When I googled for Leyland Numbers, the Google search bar helpfully suggested I might want Leyland Taxi Numbers. I thought these - or perhaps only the smallest of these - would be Leyland Taxi Numbers. Google thought it would be a phone number for a Leyland Taxi Service.

[QUOTE=wblipp;293243]When I googled for Leyland Numbers, the Google search bar helpfully suggested I might want Leyland Taxi Numbers. I thought these - or perhaps only the smallest of these - would be Leyland Taxi Numbers. Google thought it would be a phone number for a Leyland Taxi Service.[/QUOTE]

leyland numbers + primes

or

leyland numbers + math

should stop the confusion.

for those interested:

[CODE]for(x=2,100,a=x%6;forstep(y=if(a%3==1,x+3,x+1),100,if(a==0 || a==3 || a==5,[4,2],if(a==1,[2,4],if(a==2,6,if(a==4,[2,2,2])))),if(isprime(x^y+y^x),print(x","y" is prime"))))[/CODE]

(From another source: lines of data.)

PR #742, opened 2021-08-31
Add a spirv-builder option to include all debug info

### LINKED ISSUE #736: Add second option for adding OpNames to whole module
Right now, OpNames for the whole module is enabled by setting debuginfo to be enabled in cargo (passed on to rustc). This isn't very discoverable, and while docs should definitely be improved to make it be more discoverable, it'd be nice to add _another_ option to enable OpNames for the whole module in spirv-builder - similar to how `name_variables` exists today. (both the spirv-builder and cargo config option would do the same thing)

(maybe change `name_variables` into a more generic sounding option, and turn it into an `enum {None, Variables, Everything}` or something, idk)

khyperia:
This is in addition to the cargo debug information option doing the same thing. Fixes #736

### DIFF
--- a/crates/spirv-builder/src/lib.rs
+++ b/crates/spirv-builder/src/lib.rs
@@ -125,13 +125,7 @@ impl fmt::Display for SpirvBuilderError {
 
 impl Error for SpirvBuilderError {}
 
-pub enum MemoryModel {
-    Simple,
-    Vulkan,
-    GLSL450,
-}
-
-#[derive(Debug, PartialEq, Eq)]
+#[derive(Debug, PartialEq, Eq, Clone, Copy)]
 pub enum MetadataPrintout {
     /// Print no cargo metadata.
     None,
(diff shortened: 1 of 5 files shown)


crates/spirv-builder/src/lib.rs
```diff
@@ -399,8 +402,12 @@ fn invoke_rustc(builder: &SpirvBuilder) -> Result<PathBuf, SpirvBuilderError> {
...
     }
-    if builder.name_variables {
-        llvm_args.push("--name-variables");
+    if builder.spirv_metadata != SpirvMetadata::None {
+        if builder.spirv_metadata == SpirvMetadata::Full {
+            llvm_args.push("--spirv-metadata=full");
+        } else {
+            llvm_args.push("--spirv-metadata=name-variables");
+        }
     }
```
eddyb, line 411: This could probably be a `match`.

eddyb (approved):
Only a nitpick, feel free to merge as-is.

is what I have working for me so far to try finding prime leyland numbers ( yes I know efforts are likely under-way already, and that the biggest one confirmed so far is x=2638;y=4405).

[QUOTE=wblipp;293243]When I googled for Leyland Numbers, the Google search bar helpfully suggested I might want Leyland Taxi Numbers. I thought these - or perhaps only the smallest of these - would be Leyland Taxi Numbers. Google thought it would be a phone number for a Leyland Taxi Service.[/QUOTE]
Yes, if anyone does discover any of these numbers - despite Paul's and axn's pessimism - then Leyland Taxi Numbers would be a very good name for them. We'd soon educate Google about what it means.:rolleyes:

@Science Man You've heard the famous story about Hardy visiting Ramanujan in hospital, haven't you?